Benefit: Better cache locality, reduced false sharing

7.3 NUMA-Aware Memory Allocation

// Allocate on local NUMA node
float* data = numa_alloc_onnode(
    size * sizeof(float),
    numa_node_of_cpu(sched_getcpu())
);

// Thread binding
cpu_set_t cpuset;
CPU_ZERO(&cpuset);
CPU_SET(ith, &cpuset);
pthread_setaffinity_np(pthread_self(),
                       sizeof(cpu_set_t), &cpuset);

Benefit: Eliminates cross-socket memory traffic on multi-socket systems

8. Performance Reality Check: When ggml is Faster (and When It's Not)

Important Nuance
Performance varies significantly by workload! Our tests show ggml is sometimes slower (0.66x-0.82x) and sometimes faster (1.66x-1.91x).
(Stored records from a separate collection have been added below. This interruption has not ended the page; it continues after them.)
PR #2091, opened 2026-06-24
feat(#2081): S1 — delegation.capability_default config field (inert@inherit)

tya5:
**[e2e-coder]** — #2081 delegation-default-policy, stage **S1** (the config field). Owner GO; design-call CONFIRMED by lead (all forks). No-merge — close-review. S2/S3 follow.

## What

Adds the config-selectable policy field `delegation.capability_default: inherit | deny` (default=inherit). **S1 is INERT** — nothing consumes the value yet (S2 wires the unbound-delegate restrictive default). The default `inherit` keeps a fresh install **byte-identical to pre-#2081**.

The "2-3x faster" claim depends on specific conditions.

8.1 Actual Performance Data

Kernel	llama.cpp (us)	C-Kernel (us)	Speedup
`decode_4h_512` (Tq=1,Tk=512,H=4,D=64)	80.7	107.2	0.75x (slower)
`decode_8h_512` (Tq=1,Tk=512,H=8,D=64)	92.9	141.7	0.66x (slower)
`decode_32h_512` (Tq=1,Tk=512,H=32,D=64)	1301.1	720.7	1.81x (faster)
`decode_4h_1k` (Tq=1,Tk=1024,H=4,D=64)	242.6	145.9	1.66x (faster)
`decode_4h_8k` (Tq=1,Tk=8192,H=4,D=64)	3258.6	1701.7	1.91x (faster)
`decode_4h_hd128` (Tq=1,Tk=256,H=4,D=128)	59.1	72.5	0.82x (slower)

8.2 Why Performance Varies

When C-Kernel is Faster (1.66x-1.91x)

Long contexts (Tk >= 1024): OpenMP parallel for scales well with sequence length
Many heads (H >= 32): More parallel work per token
Medium head dims (D=64): Workload fits well with our approach

Our simpler OpenMP approach works well for these workloads. No thread scheduling overhead when work is substantial.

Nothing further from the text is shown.